● **Required work**: All entries below are to be duplicated verbatim.
Records provided below:
PR #576, opened 2024-04-29
fix(api): Fix autoscaler target string parsing to not drop decimal numbers

deadlycoconuts:
# Description
As of present, users who have set a concurrency target=1 for their deployments and would like them to scale up even earlier (i.e. before the actual concurrency reaches 1) are unable to do so by simply setting the target as any float < 1 (e.g. 0.7), as the Merlin API server rounds it to the nearest integer. This was done so because the autoscaling target annotation in the Knative service manifest `autoscaling.knative.dev/target`, _**seems to require**_ an [INTEGER](https://knative.dev/docs/serving/autoscaling/concurrency/#soft-limit). 

However, when we tried setting the value of the aforementioned annotation with a variety of values (including float values < 1 and 0), we noticed that float values < 1 surprisingly work and correctly modifies the `autoscaler_target_concurrency_per_pod` metric (this values is calculated by the formula `target_concurrency = user_specified_target * target_utilization (default 70)` generated. On the other hand, setting values such as 0 or anything < 0.01 will cause the Knative admission webhook to return an [error](https://github.com/knative/serving/blob/b1c026628485c16c8a9191553b6adde280f2d2b0/pkg/apis/autoscaling/annotation_validation.go#L115) like the one shown below:

```
Warning  InternalError  21s (x16 over 3m5s)  v1beta1Controllers  fails to reconcile predictor: admission webhook "validation.webhook.serving.knative.dev" denied the request: validation failed: target 0 should be at least 0.01: spec.template.metadata.annotations.autoscaling.knative.dev/target
```

As such, this PR makes a tiny change to the concurrency (only) target annotation value, by allowing values up to 2 decimal places (as such values from 0.01 - 0.99 are now allowed) to be set. Values below 0.01 after rounding will cause an error to be returned - this prevents the deployment from being stuck in a pending state because the Knative webhook rejects the annotation's value.

# Modifications
- `api/cluster/resource/utils.go` - Changing of the rounding of the concurrency target annotation value from the closest integer to the closest 2 decimal places

# Tests

# Checklist
- [x] Added PR label
- [x] Tested locally
- [ ] Updated documentation

# Release Notes
```release-note
Users that have previously set an autoscaling concurrency target of 0.01 - 1 will now experience earlier scaling up of their deployments and can no longer set 0 as an autoscaling concurrency target.
```

### DIFF
--- a/api/cluster/resource/templater_gpu_test.go
+++ b/api/cluster/resource/templater_gpu_test.go
@@ -1211,7 +1211,7 @@ func TestCreateInferenceServiceSpecWithGPU(t *testing.T) {
 						knautoscaling.InitialScaleAnnotationKey:               fmt.Sprint(testPredictorScale),
 						knautoscaling.ClassAnnotationKey:                      knautoscaling.KPA,
 						knautoscaling.MetricAnnotationKey:                     knautoscaling.Concurrency,
-						knautoscaling.TargetAnnotationKey:                     "2",
+						knautoscaling.TargetAnnotationKey:                     "2.00",
 					},
 					Labels: map[string]string{
 						"gojek.com/app":          modelSvc.Metadata.App,
--- a/api/cluster/resource/templater_test.go
+++ b/api/cluster/resource/templater_test.go
@@ -1596,6 +1596,28 @@ func TestCreateInferenceServiceSpec(t *testing.T) {
 			},
 		},
 		{
+			name: "serverless deployment using concurrency autoscaling where target after rounding < 0.01",
+			modelSvc: &models.Service{
+				Name:           modelSvc.Name,
+				ModelName:      modelSvc.ModelName,
+				ModelVersion:   modelSvc.ModelVersion,
+				Namespace:      project.Name,
+				ArtifactURI:    modelSvc.ArtifactURI,
+				Type:           models.ModelTypeTensorflow,
+				Options:        &models.ModelOption{},
+				Metadata:       modelSvc.Metadata,
+				DeploymentMode: deployment.ServerlessDeploymentMode,
+				AutoscalingPolicy: &autoscaling.AutoscalingPolicy{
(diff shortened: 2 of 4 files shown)


api/cluster/resource/templater.go
```diff
@@ -643,6 +643,27 @@ func (t *InferenceServiceTemplater) createAnnotations(modelService *models.Servi
...
+			// in order to allow the deployment to scale up earlier than when the default target utilization (70) and
+			// user-defined target = 1 is set. Note however, that this does not change the actual 'soft limit' on the
+			// number of requests that each replica can serve, which remains as 1.
+			//
+			// For more details, see: https://knative.dev/docs/serving/autoscaling/concurrency/#target-utilization
+			if modelService.AutoscalingPolicy.MetricsType == autoscaling.Concurrency &&
+				modelService.AutoscalingPolicy.TargetValue < 1 {
+				annotations[knautoscaling.TargetUtilizationPercentageKey] = fmt.Sprintf("%.0f",
+					70*modelService.AutoscalingPolicy.TargetValue)
+			}
```
ariefrahmansyah, line 666: Why don't we just use the value given by the user? I still don't understand the reasoning behind multiplying the `modelService.AutoscalingPolicy.TargetValue` with the default value here (70). It might lead to confusion as to why the value propagated to the isvc is different from the one provided by the user.

leonlnj: yea initially we came up with using 1 * the target % to make it below 1. Only after, he found out that float actually works despite the docs 😅

deadlycoconuts: Let me reword the description of this PR to make this clearer.

deadlycoconuts: Done!

leonlnj (approved):
thanks!

ariefrahmansyah (approved):
lgtm. thanks zi yi!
End of Records provided.
● **Expected answer**:
PR #576, opened 2024-04-29
fix(api): Fix autoscaler target string parsing to not drop decimal numbers

deadlycoconuts:
# Description
As of present, users who have set a concurrency target=1 for their deployments and would like them to scale up even earlier (i.e. before the actual concurrency reaches 1) are unable to do so by simply setting the target as any float < 1 (e.g. 0.7), as the Merlin API server rounds it to the nearest integer. This was done so because the autoscaling target annotation in the Knative service manifest `autoscaling.knative.dev/target`, _**seems to require**_ an [INTEGER](https://knative.dev/docs/serving/autoscaling/concurrency/#soft-limit). 

However, when we tried setting the value of the aforementioned annotation with a variety of values (including float values < 1 and 0), we noticed that float values < 1 surprisingly work and correctly modifies the `autoscaler_target_concurrency_per_pod` metric (this values is calculated by the formula `target_concurrency = user_specified_target * target_utilization (default 70)` generated. On the other hand, setting values such as 0 or anything < 0.01 will cause the Knative admission webhook to return an [error](https://github.com/knative/serving/blob/b1c026628485c16c8a9191553b6adde280f2d2b0/pkg/apis/autoscaling/annotation_validation.go#L115) like the one shown below:

```
Warning  InternalError  21s (x16 over 3m5s)  v1beta1Controllers  fails to reconcile predictor: admission webhook "validation.webhook.serving.knative.dev" denied the request: validation failed: target 0 should be at least 0.01: spec.template.metadata.annotations.autoscaling.knative.dev/target
```

As such, this PR makes a tiny change to the concurrency (only) target annotation value, by allowing values up to 2 decimal places (as such values from 0.01 - 0.99 are now allowed) to be set. Values below 0.01 after rounding will cause an error to be returned - this prevents the deployment from being stuck in a pending state because the Knative webhook rejects the annotation's value.

# Modifications
- `api/cluster/resource/utils.go` - Changing of the rounding of the concurrency target annotation value from the closest integer to the closest 2 decimal places

# Tests

# Checklist
- [x] Added PR label
- [x] Tested locally
- [ ] Updated documentation

# Release Notes
```release-note
Users that have previously set an autoscaling concurrency target of 0.01 - 1 will now experience earlier scaling up of their deployments and can no longer set 0 as an autoscaling concurrency target.
```

### DIFF
--- a/api/cluster/resource/templater_gpu_test.go
+++ b/api/cluster/resource/templater_gpu_test.go
@@ -1211,7 +1211,7 @@ func TestCreateInferenceServiceSpecWithGPU(t *testing.T) {
 						knautoscaling.InitialScaleAnnotationKey:               fmt.Sprint(testPredictorScale),
 						knautoscaling.ClassAnnotationKey:                      knautoscaling.KPA,
 						knautoscaling.MetricAnnotationKey:                     knautoscaling.Concurrency,
-						knautoscaling.TargetAnnotationKey:                     "2",
+						knautoscaling.TargetAnnotationKey:                     "2.00",
 					},
 					Labels: map[string]string{
 						"gojek.com/app":          modelSvc.Metadata.App,
--- a/api/cluster/resource/templater_test.go
+++ b/api/cluster/resource/templater_test.go
@@ -1596,6 +1596,28 @@ func TestCreateInferenceServiceSpec(t *testing.T) {
 			},
 		},
 		{
+			name: "serverless deployment using concurrency autoscaling where target after rounding < 0.01",
+			modelSvc: &models.Service{
+				Name:           modelSvc.Name,
+				ModelName:      modelSvc.ModelName,
+				ModelVersion:   modelSvc.ModelVersion,
+				Namespace:      project.Name,
+				ArtifactURI:    modelSvc.ArtifactURI,
+				Type:           models.ModelTypeTensorflow,
+				Options:        &models.ModelOption{},
+				Metadata:       modelSvc.Metadata,
+				DeploymentMode: deployment.ServerlessDeploymentMode,
+				AutoscalingPolicy: &autoscaling.AutoscalingPolicy{
(diff shortened: 2 of 4 files shown)


api/cluster/resource/templater.go
```diff
@@ -643,6 +643,27 @@ func (t *InferenceServiceTemplater) createAnnotations(modelService *models.Servi
...
+			// in order to allow the deployment to scale up earlier than when the default target utilization (70) and
+			// user-defined target = 1 is set. Note however, that this does not change the actual 'soft limit' on the
+			// number of requests that each replica can serve, which remains as 1.
+			//
+			// For more details, see: https://knative.dev/docs/serving/autoscaling/concurrency/#target-utilization
+			if modelService.AutoscalingPolicy.MetricsType == autoscaling.Concurrency &&
+				modelService.AutoscalingPolicy.TargetValue < 1 {
+				annotations[knautoscaling.TargetUtilizationPercentageKey] = fmt.Sprintf("%.0f",
+					70*modelService.AutoscalingPolicy.TargetValue)
+			}
```
ariefrahmansyah, line 666: Why don't we just use the value given by the user? I still don't understand the reasoning behind multiplying the `modelService.AutoscalingPolicy.TargetValue` with the default value here (70). It might lead to confusion as to why the value propagated to the isvc is different from the one provided by the user.

leonlnj: yea initially we came up with using 1 * the target % to make it below 1. Only after, he found out that float actually works despite the docs 😅

deadlycoconuts: Let me reword the description of this PR to make this clearer.

deadlycoconuts: Done!

leonlnj (approved):
thanks!

ariefrahmansyah (approved):
lgtm. thanks zi yi!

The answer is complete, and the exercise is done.